Flâneur expert, l’écrivain André Carpentier arpente les rues de Montréal sans autre objectif que de « répondre à ce qui est ». Reportage d’une promenade dans Villeray en compagnie de celui dont l’œuvre dresse une ode aux vertus poétiques du ralentissement.


Publié à 1h01

Mis à jour à 7h00

«Regardez les linteaux, comme ils sont bien décorés», me murmure André Carpentier alors que nous descendons lentement la rue Drolet, après nous être retrouvés à la succursale rue Jarry Est du Café Larue & Fils, dans le quartier Villeray.

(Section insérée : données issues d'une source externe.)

Issue #286, opened 2022-01-07
Add command to read stdout/stderr of tasks of a job


Kobzol:
Add a new command (called e.g. `hq job cat`) that would read the output (stdout/stderr) of task(s) of the given job and print it to stdout. Only tasks that are running or have finished should be outputted, waiting tasks do not have any output yet.

- Allow selecting all tasks of a job or a specific task list (using [selectors](https://it4innovations.github.io/hyperqueue/stable/tips/cli-shortcuts/#id-selector))
- Allow parametrizing whether to output `stdout` or `stderr`
- Handle error situations (output might be disabled or streamed into a log, path might not exist)
- Allow filtering tasks by status (e.g. only display the output of successfully completed tasks)
- There could be multiple tasks in the job. Add an optional flag `--task-header` that will print a header line before starting the output of a task. For example:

Il y a quelques instants, le brouhaha de la ville nous chatouillait encore les oreilles, puis on tourne à droite dans la rue Gounod, le temps de rejoindre l’avenue Henri-Julien, une des préférées de l’écrivain, enfant de Rosemont.

« Vous entrez ici et après 25 pas, il y a un silence qui s’installe. On a spontanément envie de baisser le ton», se réjouit celui qui, contrairement à beaucoup de piétons qu’il croise, s’appuie rarement sur son smartphone, sauf pour identifier une espèce d’arbre, grâce à l’application Bifurquer.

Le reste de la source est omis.